> [TASK GOAL]
From the entries that follow, list every line in which the string "LeoCavaille" appears.

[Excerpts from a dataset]
____
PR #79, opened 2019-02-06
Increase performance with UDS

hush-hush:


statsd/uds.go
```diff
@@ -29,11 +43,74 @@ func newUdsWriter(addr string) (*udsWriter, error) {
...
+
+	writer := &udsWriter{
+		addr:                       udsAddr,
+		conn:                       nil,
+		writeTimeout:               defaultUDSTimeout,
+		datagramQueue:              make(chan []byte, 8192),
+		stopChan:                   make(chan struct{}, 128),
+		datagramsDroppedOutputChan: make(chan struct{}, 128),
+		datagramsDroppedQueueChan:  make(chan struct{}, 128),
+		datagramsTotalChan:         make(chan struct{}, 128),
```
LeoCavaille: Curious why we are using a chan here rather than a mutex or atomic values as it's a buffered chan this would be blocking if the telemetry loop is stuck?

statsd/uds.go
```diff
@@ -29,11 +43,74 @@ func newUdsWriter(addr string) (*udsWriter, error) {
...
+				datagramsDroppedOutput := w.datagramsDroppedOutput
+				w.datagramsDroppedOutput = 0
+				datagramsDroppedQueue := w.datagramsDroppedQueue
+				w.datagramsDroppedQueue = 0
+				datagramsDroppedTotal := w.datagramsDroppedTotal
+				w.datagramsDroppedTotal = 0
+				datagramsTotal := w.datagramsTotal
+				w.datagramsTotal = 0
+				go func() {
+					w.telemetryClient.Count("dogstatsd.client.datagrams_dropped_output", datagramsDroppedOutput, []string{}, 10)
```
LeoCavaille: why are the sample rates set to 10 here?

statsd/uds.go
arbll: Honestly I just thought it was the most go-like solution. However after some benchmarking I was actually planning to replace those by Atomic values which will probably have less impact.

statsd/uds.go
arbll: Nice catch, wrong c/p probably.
____
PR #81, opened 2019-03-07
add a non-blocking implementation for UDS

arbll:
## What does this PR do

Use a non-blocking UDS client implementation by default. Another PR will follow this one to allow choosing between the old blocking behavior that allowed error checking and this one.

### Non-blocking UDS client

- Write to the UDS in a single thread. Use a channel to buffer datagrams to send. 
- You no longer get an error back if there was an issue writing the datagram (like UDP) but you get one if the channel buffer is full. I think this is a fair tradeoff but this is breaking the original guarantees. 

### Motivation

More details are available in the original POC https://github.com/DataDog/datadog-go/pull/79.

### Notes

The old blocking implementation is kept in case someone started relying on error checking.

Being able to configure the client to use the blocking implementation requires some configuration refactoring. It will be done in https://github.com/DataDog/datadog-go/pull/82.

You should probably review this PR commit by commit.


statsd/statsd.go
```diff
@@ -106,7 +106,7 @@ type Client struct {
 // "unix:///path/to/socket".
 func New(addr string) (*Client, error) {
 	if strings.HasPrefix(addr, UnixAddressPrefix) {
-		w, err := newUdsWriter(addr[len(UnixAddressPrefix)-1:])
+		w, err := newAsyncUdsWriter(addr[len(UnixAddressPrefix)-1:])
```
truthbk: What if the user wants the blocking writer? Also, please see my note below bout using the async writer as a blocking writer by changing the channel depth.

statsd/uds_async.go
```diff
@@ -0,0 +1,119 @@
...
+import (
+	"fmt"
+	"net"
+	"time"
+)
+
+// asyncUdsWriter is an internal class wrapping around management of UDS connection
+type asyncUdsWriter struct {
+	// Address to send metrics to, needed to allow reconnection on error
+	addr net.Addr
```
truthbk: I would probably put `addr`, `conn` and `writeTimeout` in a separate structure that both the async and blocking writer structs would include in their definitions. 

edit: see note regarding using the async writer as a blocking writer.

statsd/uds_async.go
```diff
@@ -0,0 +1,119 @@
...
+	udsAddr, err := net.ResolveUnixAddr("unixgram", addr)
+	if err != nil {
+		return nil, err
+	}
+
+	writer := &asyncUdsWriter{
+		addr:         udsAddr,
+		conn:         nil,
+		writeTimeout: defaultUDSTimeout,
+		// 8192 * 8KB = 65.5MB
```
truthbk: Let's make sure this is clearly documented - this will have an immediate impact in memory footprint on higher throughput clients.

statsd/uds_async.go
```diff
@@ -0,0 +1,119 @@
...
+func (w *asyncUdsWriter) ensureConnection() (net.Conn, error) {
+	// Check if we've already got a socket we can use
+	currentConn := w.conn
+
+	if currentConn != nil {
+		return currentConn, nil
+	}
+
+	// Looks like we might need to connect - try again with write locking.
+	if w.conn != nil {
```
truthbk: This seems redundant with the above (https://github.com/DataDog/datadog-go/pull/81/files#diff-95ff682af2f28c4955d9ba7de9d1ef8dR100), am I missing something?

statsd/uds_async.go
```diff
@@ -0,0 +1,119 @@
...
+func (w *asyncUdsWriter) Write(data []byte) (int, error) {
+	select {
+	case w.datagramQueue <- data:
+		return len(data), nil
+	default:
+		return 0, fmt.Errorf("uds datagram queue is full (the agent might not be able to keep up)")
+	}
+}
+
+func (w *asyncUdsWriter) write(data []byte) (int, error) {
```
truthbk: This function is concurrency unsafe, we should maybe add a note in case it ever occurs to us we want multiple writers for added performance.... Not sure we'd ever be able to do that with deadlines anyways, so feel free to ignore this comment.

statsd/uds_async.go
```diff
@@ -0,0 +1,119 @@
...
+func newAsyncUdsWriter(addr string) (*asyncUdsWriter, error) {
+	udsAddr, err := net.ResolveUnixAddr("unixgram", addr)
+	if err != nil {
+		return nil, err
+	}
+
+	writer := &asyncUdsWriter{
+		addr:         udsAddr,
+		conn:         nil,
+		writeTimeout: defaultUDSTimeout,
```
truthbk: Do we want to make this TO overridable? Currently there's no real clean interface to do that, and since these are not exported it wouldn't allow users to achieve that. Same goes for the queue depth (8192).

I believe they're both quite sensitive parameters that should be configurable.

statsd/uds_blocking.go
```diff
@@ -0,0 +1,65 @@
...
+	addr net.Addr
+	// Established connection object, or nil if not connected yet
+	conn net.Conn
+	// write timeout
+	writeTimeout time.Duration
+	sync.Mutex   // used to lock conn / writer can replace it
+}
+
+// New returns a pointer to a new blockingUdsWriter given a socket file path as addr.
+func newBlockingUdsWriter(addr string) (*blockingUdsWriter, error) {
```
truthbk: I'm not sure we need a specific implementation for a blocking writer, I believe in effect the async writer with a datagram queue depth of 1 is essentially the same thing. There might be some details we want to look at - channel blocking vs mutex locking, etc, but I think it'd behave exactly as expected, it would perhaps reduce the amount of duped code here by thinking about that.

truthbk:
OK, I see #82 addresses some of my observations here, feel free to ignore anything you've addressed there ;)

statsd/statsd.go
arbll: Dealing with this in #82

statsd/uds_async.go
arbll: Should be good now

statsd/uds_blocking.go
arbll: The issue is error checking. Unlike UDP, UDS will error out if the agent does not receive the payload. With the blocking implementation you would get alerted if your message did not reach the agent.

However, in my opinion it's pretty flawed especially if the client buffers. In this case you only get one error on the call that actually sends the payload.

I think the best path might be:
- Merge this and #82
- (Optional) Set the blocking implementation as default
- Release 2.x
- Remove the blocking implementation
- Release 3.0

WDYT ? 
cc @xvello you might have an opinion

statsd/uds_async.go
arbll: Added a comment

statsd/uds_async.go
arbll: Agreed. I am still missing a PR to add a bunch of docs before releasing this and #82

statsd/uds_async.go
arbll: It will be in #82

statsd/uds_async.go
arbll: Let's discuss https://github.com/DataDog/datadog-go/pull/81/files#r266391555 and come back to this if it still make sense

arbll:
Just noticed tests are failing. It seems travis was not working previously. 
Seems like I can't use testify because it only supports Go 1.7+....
____
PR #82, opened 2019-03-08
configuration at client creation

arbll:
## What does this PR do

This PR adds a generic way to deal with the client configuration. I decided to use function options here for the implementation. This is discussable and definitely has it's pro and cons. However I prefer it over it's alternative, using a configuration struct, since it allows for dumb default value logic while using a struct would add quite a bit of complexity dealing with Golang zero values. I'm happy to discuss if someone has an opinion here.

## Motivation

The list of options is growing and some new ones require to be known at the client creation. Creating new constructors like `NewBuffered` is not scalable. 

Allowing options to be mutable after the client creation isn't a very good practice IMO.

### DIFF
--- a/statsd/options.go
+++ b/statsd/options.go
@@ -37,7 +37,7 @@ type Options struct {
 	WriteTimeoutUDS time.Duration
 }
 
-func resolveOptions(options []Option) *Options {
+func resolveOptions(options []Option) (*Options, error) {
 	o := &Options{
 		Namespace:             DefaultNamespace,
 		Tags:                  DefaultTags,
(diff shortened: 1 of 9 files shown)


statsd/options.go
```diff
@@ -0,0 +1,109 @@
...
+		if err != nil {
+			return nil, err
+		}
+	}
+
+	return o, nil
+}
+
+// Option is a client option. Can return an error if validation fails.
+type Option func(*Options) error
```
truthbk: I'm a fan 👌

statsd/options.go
____
> [RESULT]
LeoCavaille: Curious why we are using a chan here rather than a mutex or atomic values as it's a buffered chan this would be blocking if the telemetry loop is stuck?
LeoCavaille: why are the sample rates set to 10 here?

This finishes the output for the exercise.